Problems & Puzzles: Puzzles

Puzzle 204.  An old empirical observation

Some of you already know that I have a file/archive of 'puzzles for the future', that contains all the puzzles suggested by the puzzlers as well as my own puzzles collected/constructed over all these years that I have been keeping this site about prime puzzles.

A very old empirical personal observation in this file simply says:

If p is a prime number, then p divides A(0)p-1B, where A is the first digit in p and B are the other digits in the same p? (I have verified this up to the prime 2593)

As a matter of fact now I have forgotten where this observation came from and if someday I solved it or not. It doesn't matter. Maybe it's better this oblivion of mine...


1. Can you explain this empirical observation?
2. Is this observation part or consequence of a more general (and less bizarre) divisibility property?
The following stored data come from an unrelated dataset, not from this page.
PR #555, opened 2020-09-16
add: setup.py

kurtismullins:
**Work-In-Progress / Draft**

NOTE: The Jira actually asks for a `setup.cfg` instead of a `setup.py`. Feel free to create a new Pull Request and this one can be dismissed.

**Issue:** https://issues.redhat.com/browse/PROJQUAY-971

**Changelog:** add: setup.py

**Docs:** n/a

**Testing:** n/a

**Details:**
- Used for "container-first" images. Not intended for general use.
- This is only an example to get one started with fleshing out a setup.py. It breaks on `dumb-init`. See the comment in `requirements.txt` for context and a solution.
- It appears to run somewhat successfully but does not install all packages. Since it's aimed at the container-first builds, one will have to test it to see how well it works.


kurtismullins:
Closing as we do not need a `setup.py` file.

PR #561, opened 2020-09-29
PROJQUAY-1079 - do not rescan bogus manifests

thomasmckay:
**Issue:** https://issues.redhat.com/browse/PROJQUAY-1079

**Changelog:** 

**Docs:** 

**Testing:** 
Confirm that when quay sends manifests to clair that it cannot parse, that the row in db is updated to -2 and not rescanned further.

**Details:** 
A helm repo was being pushed to clair with an empty layer array. Clair responds w/ a 400/BadRequest. Treat this now as an indication that clair _cannot_ scan this and should not retry. A further check was added to prevent empty layers from being sent to begin with.

### DIFF
--- a/data/secscan_model/secscan_v4_model.py
+++ b/data/secscan_model/secscan_v4_model.py
@@ -24,7 +24,7 @@ from data.registry_model.datatypes import Manifest as ManifestDataType
 from data.registry_model import registry_model
 from util.migrate.allocator import yield_random_entries
 from util.secscan.validator import V4SecurityConfigValidator
-from util.secscan.v4.api import ClairSecurityScannerAPI, APIRequestFailure
+from util.secscan.v4.api import ClairSecurityScannerAPI, APIRequestFailure, InvalidContentSent
 from util.secscan import PRIORITY_LEVELS
 from util.secscan.blob import BlobURLRetriever
 from util.config import URLSchemeAndHostname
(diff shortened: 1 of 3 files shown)


data/secscan_model/secscan_v4_model.py
```diff
@@ -190,6 +190,7 @@ def needs_reindexing_query(indexer_hash):
                 Manifest.select()
                 .join(ManifestSecurityStatus)
                 .where(
+                    ManifestSecurityStatus.index_status != IndexStatus.MANIFEST_UNSUPPORTED,
```
thomasmckay, line 193: do not attempt to rescan unsupported manifests

data/secscan_model/secscan_v4_model.py
```diff
@@ -211,10 +212,25 @@ def needs_reindexing_query(indexer_hash):
...
+                    indexer_hash="none",
+                    indexer_version=IndexerVersion.V4,
+                    metadata_json={},
+                )
+
         for candidate, abt, num_remaining in iterator:
             manifest = ManifestDataType.for_manifest(candidate, None)
             layers = registry_model.list_manifest_layers(manifest, self.storage, True)
-            if layers is None:
+            if layers is None or layers == []:
```
thomasmckay, line 233: helm charts have an empty array of layers, which is not scannable

alecmerdler: Maybe `len(layers) == 0` might be more readable.

data/secscan_model/secscan_v4_model.py
```diff
@@ -211,10 +212,25 @@ def needs_reindexing_query(indexer_hash):
             ),
         )
 
+        def manifest_unsupported_status(manifest):
```
alecmerdler, line 215: Perhaps rename to `mark_manifest_unsupported` to better represent the effect calling this function has.

data/secscan_model/secscan_v4_model.py
alecmerdler: Can we add a unit test for this?

alecmerdler (changes requested):
Looks great, let's just add a unit test to prevent regressions.

alecmerdler (approved):

PR #772, opened 2021-04-27
repository: config to allow public repo create (PROJQUAY-1929)

thomasmckay:


util/config/schema.py
```diff
@@ -1162,5 +1162,10 @@
             "description": "The set of hostnames to disallow from webhooks when validating, beyond localhost",
             "x-example": ["somexternaldomain.com"],
         },
+        "REPOSITORY_CREATION_PRIVATE": {
+            "type": "boolean",
+            "description": "Whether new repositories created by push are set to private visibility. Defaults to True.",
+            "x-example": True,
+        },
```
kleesc, line 1169: Add the default value (`True`) to `config.py`

endpoints/v2/v2auth.py
```diff
@@ -255,7 +255,14 @@ def _authorize_or_downscope_request(scope_param, has_valid_auth_context):
                 # TODO: Push-to-create functionality should be configurable
                 if CreateRepositoryPermission(namespace).can() and user is not None:
                     logger.debug("Creating repository: %s/%s", namespace, reponame)
-                    found = model.repository.get_or_create_repository(namespace, reponame, user)
+                    visibility = (
+                        "private"
+                        if app.config.get("REPOSITORY_CREATION_PRIVATE", True)
```
kleesc, line 260: Can you rename the config flag to something more descriptive: `CREATE_PRIVATE_REPO_ON_PUSH` or something similar?

endpoints/v2/test/test_v2auth.py
```diff
@@ -217,3 +217,55 @@ def test_generate_registry_jwt(
...
+            ["devtable/newrepo:push,pull,*"],
+        ),
+    ],
+)
+def test_generate_registry_jwt_private(
+    scope, username, password, expected_code, expected_scopes, app, client
+):
+    try:
+        original_app.config["REPOSITORY_CREATION_PRIVATE"] = True
+        test_generate_registry_jwt(
```
kleesc, line 239: Instead of calling another test, you should parameterize it so that it tests for your new cases.

kleesc (changes requested):

endpoints/v2/test/test_v2auth.py
```diff
@@ -217,3 +217,33 @@ def test_generate_registry_jwt(
...
+)
+def test_generate_registry_jwt_visibility(push_private, visibility, app, client):
+    scope = "repository:devtable/newrepo:pull,push,*"
+    username = "devtable"
+    password = "password"
+    expected_code = 200
+    expected_scopes = ["devtable/newrepo:push,pull,*"]
+    try:
+        original_app.config["CREATE_PRIVATE_REPO_ON_PUSH"] = push_private
+        test_generate_registry_jwt(
```
kleesc, line 243: While you _can_ call another test, I would say it's generally preferable to decouple it so that it's easier to debug in the future.

kleesc (changes requested):

endpoints/v2/test/test_v2auth.py
thomasmckay: I considered it but chose this route as the clearest. I want to run the test only isolating a config change.

kleesc: The issue is I can't really tell from looking at the test what it's doing. If you're just calling another test, you could just parametrize the existing one with your constraints.

kleesc (changes requested):

endpoints/v2/test/test_v2auth.py
thomasmckay: @kleesc Moved to the existing test

kleesc (approved):
LGTM

PR #774, opened 2021-04-30
quayio: followup to 1fd8194e

kleesc:
Removes uploading filters/asertions that were not removed when cherripicking 1fd8194e.
These changes were not in the original PR to master to begin with, which is why they didn't raise a merge conflict.


syed:
LGTM

PR #775, opened 2021-04-30
db: remove transaction from empty layer upload (PROJQUAY-1946)

kleesc:
Decouples blob upload and db row creation when uploading the empty
layer. This avoids the transaction blocking on non-db/S3 related issues.


thomasmckay (approved):
LGTM

PR #780, opened 2021-05-04
db: allow peewee connection pool through configuration (PROJQUAY-1695)

kleesc:
Allows peewee's connection pooling feature to be enabled through Quay's config.
If both the environment variable and config is set, the environment variable
will take precedence.


jonathankingfc (dismissed):
LGTM

PR #782, opened 2021-05-06
fips: enforce smtp tls (PROJQUAY-1804)

jonathankingfc:
Patch CRAM-MD5 function to allow usage under FIPS but enforce TLS

### DIFF
--- a/util/fips.py
+++ b/util/fips.py
@@ -1,0 +1,62 @@
+from smtplib import SMTPException
+from smtplib import SMTPAuthenticationError
+from smtplib import SMTPNotSupportedError
+
+# This method is the same as smtplib.SMTP.login except that CRAM_MD5 has been removed from preferred auths since MD5 is not FIPS compliant.
+def login_fips_safe(self, user, password, *, initial_response_ok=True):
+    """Log in on an SMTP server that requires authentication.
+    The arguments are:
+        - user:         The user name to authenticate with.
+        - password:     The password for the authentication.
+    Keyword arguments:
+        - initial_response_ok: Allow sending the RFC 4954 initial-response
+            to the AUTH command, if the authentication methods supports it.
+    If there has been no previous EHLO or HELO command this session, this
+    method tries ESMTP EHLO first.
+    This method will return normally if the authentication was successful.
+    This method may raise the following exceptions:
+        SMTPHeloError            The server didn't reply properly to
+                                the helo greeting.
+        SMTPAuthenticationError  The server didn't accept the username/
+                                password combination.
+        SMTPNotSupportedError    The AUTH command is not supported by the
+                                server.
+        SMTPException            No suitable authentication method was
+                                found.
+    """
+
+    self.ehlo_or_helo_if_needed()
+    if not self.has_extn("auth"):
+        raise SMTPNotSupportedError("SMTP AUTH extension not supported by server.")
+
+    # Authentication methods the server claims to support
+    advertised_authlist = self.esmtp_features["auth"].split()
+
+    # Authentication methods we can handle in our preferred order:
+    preferred_auths = ["PLAIN", "LOGIN"]
+
+    # We try the supported authentications in our preferred order, if
+    # the server supports them.
+    authlist = [auth for auth in preferred_auths if auth in advertised_authlist]
+    if not authlist:
+        raise SMTPException("No suitable authentication method found.")
+
+    # Some servers advertise authentication methods they don't really
+    # support, so if authentication fails, we continue until we've tried
+    # all methods.
+    self.user, self.password = user, password
+    for authmethod in authlist:
+        method_name = "auth_" + authmethod.lower().replace("-", "_")
+        try:
+            (code, resp) = self.auth(
+                authmethod, getattr(self, method_name), initial_response_ok=initial_response_ok
+            )
+            # 235 == 'Authentication successful'
+            # 503 == 'Error: already authenticated'
+            if code in (235, 503):
+                return (code, resp)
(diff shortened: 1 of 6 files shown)


util/fips.py
```diff
@@ -0,0 +1,17 @@
...
+def fips_auth_cram_md5(self, challenge=None):
+    """Authobject to use with CRAM-MD5 authentication. Requires self.user
+    and self.password to be set."""
+    # CRAM-MD5 does not support initial-response.
+    if challenge is None:
+        return None
+    return (
+        self.user
+        + " "
+        + hmac.new(
```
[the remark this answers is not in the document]
jonathankingfc: I've included the original implementation in the comment above.

util/useremails.py
```diff
@@ -67,7 +69,13 @@ def send_email(recipient, subject, template_file, parameters, action=None):
     msg.body = plain
 
     try:
-        mail.send(msg)
+        if features.FIPS:
+            assert app.config[
+                "MAIL_USE_TLS"
+            ], "MAIL_USE_TLS must be enabled to use SMTP in FIPS mode."
+        with mock.patch("smtplib.SMTP.auth_cram_md5", fips_auth_cram_md5):
```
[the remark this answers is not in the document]
jonathankingfc: There is no way to configure the smtp library to not use MD5.

util/fips.py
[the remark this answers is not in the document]
syed: @jonathankingfc  is this specific to the fips implementation? can we use the fips implementation outside of a fips cluster would that break anything?

util/useremails.py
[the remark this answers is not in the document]
syed: @jonathankingfc are we always monkey patching regardless of if we have fips enabled or not?

util/fips.py
```diff
@@ -0,0 +1,120 @@
+from smtplib import SMTPException
+from smtplib import SMTPAuthenticationError
+from smtplib import SMTPNotSupportedError
+
+# def login(self, user, password, *, initial_response_ok=True):
```
kleesc, line 5: Remove this if it's not needed.

util/fips.py
```diff
@@ -0,0 +1,120 @@
...
+#             # 503 == 'Error: already authenticated'
+#             if code in (235, 503):
+#                 return (code, resp)
+#         except SMTPAuthenticationError as e:
+#             last_exception = e
+
+#     # We could not login successfully.  Return result of last attempt.
+#     raise last_exception
+def login_fips_safe(self, user, password, *, initial_response_ok=True):
+    """Log in on an SMTP server that requires authentication.
```
kleesc, line 65: Can you briefly describe how this implementation is different from the smtplib one?
And should we add a test for this implementation?

util/useremails.py
```diff
@@ -67,7 +69,15 @@ def send_email(recipient, subject, template_file, parameters, action=None):
     msg.body = plain
 
     try:
-        mail.send(msg)
+        if features.FIPS:
+            assert app.config[
+                "MAIL_USE_TLS"
+            ], "MAIL_USE_TLS must be enabled to use SMTP in FIPS mode."
+            with mock.patch("smtplib.SMTP.login", login_fips_safe):
```
kleesc, line 76: Same question as above: is `smtplib.SMTP.login = login_fips_safe` or is `mock` needed?

util/useremails.py
```diff
@@ -202,7 +212,12 @@ def send_invoice_email(email, contents):
     # normal template here.
     msg = Message("Quay payment received - Thank you!", recipients=[email])
     msg.html = contents
-    mail.send(msg)
+    if features.FIPS:
+        assert app.config["MAIL_USE_TLS"], "MAIL_USE_TLS must be enabled to use SMTP in FIPS mode."
+        with mock.patch("smtplib.SMTP.login", login_fips_safe):
```
kleesc, line 217: Ditto

util/useremails.py
```diff
@@ -238,4 +253,9 @@ def send_subscription_change(change_description, customer_id, customer_email, qu
     msg.html = SUBSCRIPTION_CHANGE.format(
         change_description, customer_id, customer_email, quay_username
     )
-    mail.send(msg)
+    if features.FIPS:
+        assert app.config["MAIL_USE_TLS"], "MAIL_USE_TLS must be enabled to use SMTP in FIPS mode."
+        with mock.patch("smtplib.SMTP.login", login_fips_safe):
```
kleesc, line 258: Ditto

harishsurf (commented):
Adding a test would give us some confidence. There are some review comments that needs to be addressed, otherwise lgtm!

util/useremails.py
jonathankingfc: mock is needed since we want to localize the change for only the block below (using the with keyword).

util/fips.py
```diff
@@ -0,0 +1,62 @@
+from smtplib import SMTPException
+from smtplib import SMTPAuthenticationError
+from smtplib import SMTPNotSupportedError
+
+# This method is the same as smtplib.SMTP.login except that CRAM_MD5 has been removed from preferred auths since MD5 is not FIPS compliant.
```
kleesc, line 5: For reference, https://github.com/mattupstate/flask-mail/blob/1709c70d839a7cc7b1f7eeb97333b71cd420fe32/flask_mail.py#L154 doesn't allow configuring the SMTP client other than the server and the port. So we can't do something `conn.esmtp_features['auth'] = 'PLAIN LOGIN'`

kleesc (approved):

PR #789, opened 2021-05-12
PROJQUAY-1123 (3.5.2)

kleesc:
Explicitly call abort on a mpu if no bytes were written.
Noobaa and Rados will not clean the artifacts, resulting in empty
files being stuck in an "uploading" state.


thomasmckay (approved):
LGTM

(I'm sorry if this puzzle becomes extremely easy. You can say that I'm facing the Christmas days a kind of tired... and by the way Merry Christmas to all of you, my dear friends!)

As a matter of fact this puzzle was an easy puzzle for some of you: Jon Wharf, Daniel Gronau, Jens Kruse Andersen Alireza Bakhtiari, Joseph L. Pe, Johann Wiesenbauer and Ken Wilke. All of them wrote - more or less - the same, like this:

Your empirical observation follows immediately from Fermat's Little Theorem. Suppose that p is a prime which contains k digits where k >= 1. Then p = 10^(k-1)*A + B.

Then A(0)(p-1)B, ( read as A followed by p-1 zeros followed by B), = A*(10^{(p - 1)+(k - 1)) + B = A*{10^(k-1)}*{10^(p-1)-1} + A*(10^(k-1)) + B = A*{10^(k-1))*{10^(p-1)-1)} + p which is divisible by p since Fermat's Little Theorem guarantees that p divides the quantity -1 + 10^(p - 1) since gcd(10,p) = 1. Q. E. D.